# Http Request Weiterleitung



## Tarantoga (24. Apr 2012)

Hallo,

ich weis, dass das ein Java Forum ist, aber weil hier eigentlich immer recht kompetente Leute herumschwirren, hoffe ich auch bei folgendem Problem Rat zu finden.

Ich habe eine WebAnalytics Anwendung geschrieben (natürlich in Java ) im Stile von GoogleAnalytics.
Beim Aufruf einer track.jsp werden alle relevanten Daten abgefragt bzw. Cookies ausgetauscht.

Nun möchte ich natürlich, dass dieses Tracking auch asynchron auf anderen Seiten eingebettet werden kann.

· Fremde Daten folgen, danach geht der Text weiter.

Issue #3824, opened 2024-03-21
[New Hub] DANDI (MIT Brain)


yuvipanda:
Copied over from https://github.com/2i2c-org/meta/issues/913

## Process Note

I'm using this as a way to try to rejig our new hub request process. See https://github.com/2i2c-org/meta/issues/897 (particularly https://github.com/2i2c-org/meta/issues/897#issuecomment-2010984904) for more information.

https://miro.com/app/board/uXjVNjUP3iQ=/, describes the various 'phases' of new hub turn-up. Each phase will be marked as "READY" or "NOT READY" when all information needed for it is available. Each section should also link to an appropriate runbook.

There will be customizations after this is all set up, but this is pathway towards a *standardized hub turn up*.

## Phase 1: Account setup (**READY**)

This is applicable for cases where this is a dedicated cluster. The following table lists the information before this phase can start.

| Question | Answer |
| - | - |
| Cloud Provider | AWS |
| Will 2i2c pay for cloud costs? | Yes |
| Name of cloud account | `dandi` |

Appropriate runbook: https://infrastructure.2i2c.org/hub-deployment-guide/cloud-accounts/new-aws-account/

## Phase 2: Cluster setup (**READY**)

This assumes all engineers have access to this new account, and will be able to set up the cluster + support, without any new hubs being set up.

| Question | Answer | 
| - | - |
| Region / Zone of the cluster | us-east-2 | 
| Name of cluster | dandi | 
| Is GPU required? | yes | 

Appropriate runbooks:
- New cluster setup: https://infrastructure.2i2c.org/hub-deployment-guide/new-cluster/aws/
- Support deployment: https://infrastructure.2i2c.org/hub-deployment-guide/deploy-support/

## Phase 3 : Hub setup (**READY**)

There's going to be a number of hubs, and this starts specifying them.

#### Phase 3.1: Initial setup 
| Question | Answer | Notes |
| - | - | - |
| Name of the hub | staging | |
| Dask gateway? | no | |
| Splash image | https://raw.githubusercontent.com/dandi/artwork/3f287d3ae53154a66f8b50711549740719a23fdb/pics/dandi-logo.svg | |
| URL | https://dandiarchive.org/ | | 

#### Phase 3.2: Authentication

| Question | Answer |
| - | - |
| Authentication Mechanism | GitHub (via GitHubOAuthenticator) |
| Org based access? | No |
[...]

PR #3866, opened 2024-03-27
Add new cluster DANDI

GeorgianaElena:
PHASE 1 and 2 of https://github.com/2i2c-org/infrastructure/issues/3824


yuvipanda (approved):
@GeorgianaElena this lgtm, and I think we should actually merge this if it's been deployed so far - so we can count 'phase 1 and phase 2' as completed.

config/clusters/dandi/cluster.yaml
```diff
@@ -0,0 +1,8 @@
+name: dandi
+provider: aws
```
consideRatio, line 2:
```suggestion
provider: aws # https://2i2c.awsapps.com/start#/
```

eksctl/dandi.jsonnet
```diff
@@ -28,6 +28,15 @@ local notebookNodes = [
     { instanceType: "r5.xlarge" },
     { instanceType: "r5.4xlarge" },
     { instanceType: "r5.16xlarge" },
+    {
+     instanceType: "g4dn.xlarge",
```
consideRatio, line 32: @yuvipanda should dandi have 2xlarge also like the linc hub?

The cost is ~50% higher (0.75 USD/hour compared to 0.53)

consideRatio: Ahhttps://github.com/2i2c-org/infrastructure/issues/3824#issuecomment-2024299035 declared that to be the case.

GeorgianaElena: @consideRatio, I've added https://github.com/2i2c-org/infrastructure/pull/3866/commits/392979ce325791b8c90240d635b656f3c5897cd8 to also support 2xlarge gpu machines. Does that look right to you or should we have _only_ 2xlarge machines?

GeorgianaElena:
With the grafana setup, phase 1 and 2 should now be ready. Merging PR

GeorgianaElena:
thank you @consideRatio and @yuvipanda for the feedback

eksctl/dandi.jsonnet
yuvipanda: @GeorgianaElena yep, we should have both.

D.h. ich brächte eine Möglichkeit in Javascript einen Http-Request zu kopieren und dann asynchron an den Server weiterzuschicken.
Also der User requested eine Seite, bekommt diese von welchem Server auch immer zurückgegeben und im Hintergrund leitet JS die Anfrage an meinen Server weiter als ob man direkt darauf zugreifen würde.

Ihr wisst sicherlich was ich damit meine.
Bis dahin schonmal vielen Dank für etwaige Tipps.

LG
Tarantoga


----------



## SlaterB (24. Apr 2012)

ich hoffe nur dass es so etwas bösartiges nicht auf globaler Ebene gibt, 
höchstens das wohl kaum verhinderbare JavaScript um jeden Button/ Link einzeln platziert..


----------



## Tarantoga (24. Apr 2012)

Äh, wie bitte?
Ich möchte einfach JS im Header einer Seite platzieren, dass beim Aufruf ebendieser Seite, den Request an den AnalyticsServer weiterleitet.

Ich könnte natürlich bei jeder einzelnen Seite den Controller so modifizieren, dass er mein Analytics Programm benutzt, aber mit dem Trackingcode wäre es um einiges eleganter, wie ich finde.
Noch dazu kann ich dann auch meine nicht-javabasierten WebAnwendungen tracken.

Google Analytics wird doch wohl jeder schonmal benutzt haben!? So würde ich mir das eben auch vorstellen.


----------